Is the relation $\ln\Big(1+\frac{x}{y}\Big)=\ln(1+\exp(\ln x - \ln y))$ an approximation?

If so, how can I derive this relation?

Answer 1

$$ \ln(x) - \ln(y) = \ln\left(\frac{x}{y} \right) \\ \exp\left(\ln\left(\frac{x}{y}\right)\right) = \frac{x}{y} \\ \implies \ln\left(1 + \frac{x}{y}\right) $$

Answer 2

It’s not an approximation; it’s exact.

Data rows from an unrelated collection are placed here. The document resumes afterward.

PR #195, opened 2017-10-10
make test platform-independent

Griesbacher:
The original Integration-Test would not work on Windows systems.


brian-brazil:
Thanks!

Since the natural logarithm and $e^x$ are inverse functions, we know that, since $f^{-1}(f(x)=x$, $$e^{\mathrm{ln} x}=x$$ Replacing $x$ with $\frac{x}{y}$, we have $$e^{\ln(\frac{x}{y})}=\frac{x}{y}$$ So, plugging this into the original equation $$\ln\left( 1 + \frac{x}{y}\right)=\ln\left(1+e^{\ln\left(\frac{x}{y}\right)}\right)$$ We know that a property of all logarithms is that $$\log_w(\frac{x}{y})=\log_w(x)-\log_w(y)$$ So, substituting we have $$\ln\left(1+e^{\ln\left(\frac{x}{y}\right)}\right)= \ln\left(1+e^{\ln(x)-\ln(y)}\right)= \ln\left(1+\exp(\ln(x)-\ln(y))\right)$$

Answer 3

Note that

$$\log a-\log b = \log\frac{a}{b}$$

Applying that here, you get

$$\ln \big(1+e^{\ln x-\ln y}\big) = \ln \big(1+e^{\ln \frac{x}{y}}\big)$$

Also, as inverses, $e^{\ln a} = a$ (and $\ln e^a = a$), meaning the expression simplifies to

$$\ln \bigg(1+\frac{x}{y}\bigg)$$

Also, to point out, this isn’t an approximation. The two expressions are exactly equivalent.